Items from a dataset:
PR #1587, opened 2023-12-21
KeyError LightningWeb.RunLive.Index.handle_event/3

jyeshe:
## Notes for the reviewer

Validate if work order is present on toggle selection.

## Related issue

Fix for https://openfn.sentry.io/issues/4661748768/?project=6446500&query=is%3Aunresolved&referrer=issue-stream&statsPeriod=7d&stream_index=2&utc=true

## Review checklist

### DIFF
--- a/lib/lightning_web/live/run_live/index.ex
+++ b/lib/lightning_web/live/run_live/index.ex
@@ -321,28 +321,24 @@ defmodule LightningWeb.RunLive.Index do
           "workorder_id" => workorder_id,
           "selected" => selected?
         },
-        %{assigns: assigns} = socket
+        socket
       ) do
+    %{page: page, selected_work_orders: selected_work_orders} = socket.assigns
+
     selected? = String.to_existing_atom(selected?)
+    workorder = Enum.find(page.entries, &(&1.id == workorder_id))
 
     work_orders =
-      if selected? do
-        workorder =
-          Enum.find(assigns.page.entries, fn wo ->
-            wo.id == workorder_id
-          end)
-
+      if selected? and nil != workorder do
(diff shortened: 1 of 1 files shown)


lib/lightning_web/live/run_live/index.ex
```diff
@@ -321,28 +321,24 @@ defmodule LightningWeb.RunLive.Index do
...
+    workorder = Enum.find(page.entries, &(&1.id == workorder_id))
 
     work_orders =
-      if selected? do
-        workorder =
-          Enum.find(assigns.page.entries, fn wo ->
-            wo.id == workorder_id
-          end)
-
+      if selected? and nil != workorder do
```
elias-ba, line 332: Wondering if we need this double condition as `nil` evaluates to false. I mean couldn't we write the condition like this: `if selected? and workorder do` ?

elias-ba (approved):
Hey @jyeshe this is looking great, thanks a lot.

- What is needed -
Output every record above, exactly as written.

- Answer for the task -
PR #1587, opened 2023-12-21
KeyError LightningWeb.RunLive.Index.handle_event/3

jyeshe:
## Notes for the reviewer

Validate if work order is present on toggle selection.

## Related issue

Fix for https://openfn.sentry.io/issues/4661748768/?project=6446500&query=is%3Aunresolved&referrer=issue-stream&statsPeriod=7d&stream_index=2&utc=true

## Review checklist

### DIFF
--- a/lib/lightning_web/live/run_live/index.ex
+++ b/lib/lightning_web/live/run_live/index.ex
@@ -321,28 +321,24 @@ defmodule LightningWeb.RunLive.Index do
           "workorder_id" => workorder_id,
           "selected" => selected?
         },
-        %{assigns: assigns} = socket
+        socket
       ) do
+    %{page: page, selected_work_orders: selected_work_orders} = socket.assigns
+
     selected? = String.to_existing_atom(selected?)
+    workorder = Enum.find(page.entries, &(&1.id == workorder_id))
 
     work_orders =
-      if selected? do
-        workorder =
-          Enum.find(assigns.page.entries, fn wo ->
-            wo.id == workorder_id
-          end)
-
+      if selected? and nil != workorder do
(diff shortened: 1 of 1 files shown)


lib/lightning_web/live/run_live/index.ex
```diff
@@ -321,28 +321,24 @@ defmodule LightningWeb.RunLive.Index do
...
+    workorder = Enum.find(page.entries, &(&1.id == workorder_id))
 
     work_orders =
-      if selected? do
-        workorder =
-          Enum.find(assigns.page.entries, fn wo ->
-            wo.id == workorder_id
-          end)
-
+      if selected? and nil != workorder do
```
elias-ba, line 332: Wondering if we need this double condition as `nil` evaluates to false. I mean couldn't we write the condition like this: `if selected? and workorder do` ?

elias-ba (approved):
Hey @jyeshe this is looking great, thanks a lot.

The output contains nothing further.